Task requirements: What you return must match the records exactly, line for line.

The input:
PR #116, opened 2020-06-10
Allow destination shape to be specified in reproject()

davidbrochart:
- [x] Tests added

### DIFF
--- a/rioxarray/rioxarray.py
+++ b/rioxarray/rioxarray.py
@@ -209,12 +209,16 @@ def _make_dst_affine(
     """Determine the affine of the new projected `xarray.DataArray`"""
     src_bounds = src_data_array.rio.bounds()
     src_width, src_height = src_data_array.rio.shape
-    resolution_or_width_height = {}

Response to this exercise:
PR #116, opened 2020-06-10
Allow destination shape to be specified in reproject()

davidbrochart:
- [x] Tests added

### DIFF
--- a/rioxarray/rioxarray.py
+++ b/rioxarray/rioxarray.py
@@ -209,12 +209,16 @@ def _make_dst_affine(
     """Determine the affine of the new projected `xarray.DataArray`"""
     src_bounds = src_data_array.rio.bounds()
     src_width, src_height = src_data_array.rio.shape
-    resolution_or_width_height = {}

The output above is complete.